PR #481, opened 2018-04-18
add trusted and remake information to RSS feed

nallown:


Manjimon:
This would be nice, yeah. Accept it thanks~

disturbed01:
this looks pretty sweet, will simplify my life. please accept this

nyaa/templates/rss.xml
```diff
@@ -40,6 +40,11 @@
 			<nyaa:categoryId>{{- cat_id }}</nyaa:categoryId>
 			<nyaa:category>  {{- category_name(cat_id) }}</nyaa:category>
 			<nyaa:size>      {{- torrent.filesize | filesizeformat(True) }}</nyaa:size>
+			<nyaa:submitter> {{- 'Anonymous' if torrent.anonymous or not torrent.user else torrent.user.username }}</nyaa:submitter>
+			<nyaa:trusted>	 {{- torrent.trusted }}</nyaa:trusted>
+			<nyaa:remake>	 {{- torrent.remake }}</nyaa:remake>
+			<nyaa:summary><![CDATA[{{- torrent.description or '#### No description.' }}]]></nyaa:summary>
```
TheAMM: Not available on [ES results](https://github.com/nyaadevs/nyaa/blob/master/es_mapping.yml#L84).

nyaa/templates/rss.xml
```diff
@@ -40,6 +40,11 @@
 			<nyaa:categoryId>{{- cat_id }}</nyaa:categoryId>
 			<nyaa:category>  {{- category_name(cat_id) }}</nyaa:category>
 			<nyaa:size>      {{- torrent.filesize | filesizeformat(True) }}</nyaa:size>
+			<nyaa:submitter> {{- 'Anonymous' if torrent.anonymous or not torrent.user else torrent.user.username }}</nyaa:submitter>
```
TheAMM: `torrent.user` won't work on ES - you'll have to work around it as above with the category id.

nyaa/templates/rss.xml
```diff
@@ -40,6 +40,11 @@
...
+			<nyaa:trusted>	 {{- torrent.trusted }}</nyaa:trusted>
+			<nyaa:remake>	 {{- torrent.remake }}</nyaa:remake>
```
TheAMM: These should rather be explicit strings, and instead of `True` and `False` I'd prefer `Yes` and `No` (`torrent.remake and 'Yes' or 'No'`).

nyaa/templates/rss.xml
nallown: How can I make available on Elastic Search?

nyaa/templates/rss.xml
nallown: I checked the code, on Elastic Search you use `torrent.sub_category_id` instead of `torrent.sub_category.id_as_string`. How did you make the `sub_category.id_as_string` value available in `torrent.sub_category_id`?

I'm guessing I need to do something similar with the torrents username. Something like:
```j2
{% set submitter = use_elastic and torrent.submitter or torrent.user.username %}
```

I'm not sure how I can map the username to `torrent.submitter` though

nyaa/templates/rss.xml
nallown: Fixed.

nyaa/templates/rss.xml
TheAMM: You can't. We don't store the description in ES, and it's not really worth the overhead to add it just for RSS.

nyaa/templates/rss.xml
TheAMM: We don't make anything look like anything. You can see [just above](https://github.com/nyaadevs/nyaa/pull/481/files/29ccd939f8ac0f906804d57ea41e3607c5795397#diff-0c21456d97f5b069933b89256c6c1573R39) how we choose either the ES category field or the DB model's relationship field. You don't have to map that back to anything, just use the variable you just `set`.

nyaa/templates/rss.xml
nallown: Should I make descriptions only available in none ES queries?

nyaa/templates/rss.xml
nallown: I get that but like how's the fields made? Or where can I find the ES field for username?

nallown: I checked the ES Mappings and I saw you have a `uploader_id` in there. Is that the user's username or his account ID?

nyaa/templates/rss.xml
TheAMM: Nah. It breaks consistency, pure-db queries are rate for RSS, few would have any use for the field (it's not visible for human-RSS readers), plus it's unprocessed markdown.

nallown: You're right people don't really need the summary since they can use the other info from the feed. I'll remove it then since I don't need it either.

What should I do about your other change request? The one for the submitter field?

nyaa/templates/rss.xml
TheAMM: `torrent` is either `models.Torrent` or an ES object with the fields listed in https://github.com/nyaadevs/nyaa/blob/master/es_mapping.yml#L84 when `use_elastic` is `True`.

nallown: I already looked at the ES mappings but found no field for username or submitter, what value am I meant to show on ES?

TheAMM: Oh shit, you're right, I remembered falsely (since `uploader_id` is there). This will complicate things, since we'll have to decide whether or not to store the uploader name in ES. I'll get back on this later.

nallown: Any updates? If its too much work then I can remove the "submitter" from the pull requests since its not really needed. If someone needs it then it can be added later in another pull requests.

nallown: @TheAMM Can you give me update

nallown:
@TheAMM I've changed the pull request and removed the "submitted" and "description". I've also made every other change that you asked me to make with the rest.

▸ Goal of the exercise: Show the lines of the records that include the string "then".

▸ Task response:
nallown: You're right people don't really need the summary since they can use the other info from the feed. I'll remove it then since I don't need it either.
nallown: Any updates? If its too much work then I can remove the "submitter" from the pull requests since its not really needed. If someone needs it then it can be added later in another pull requests.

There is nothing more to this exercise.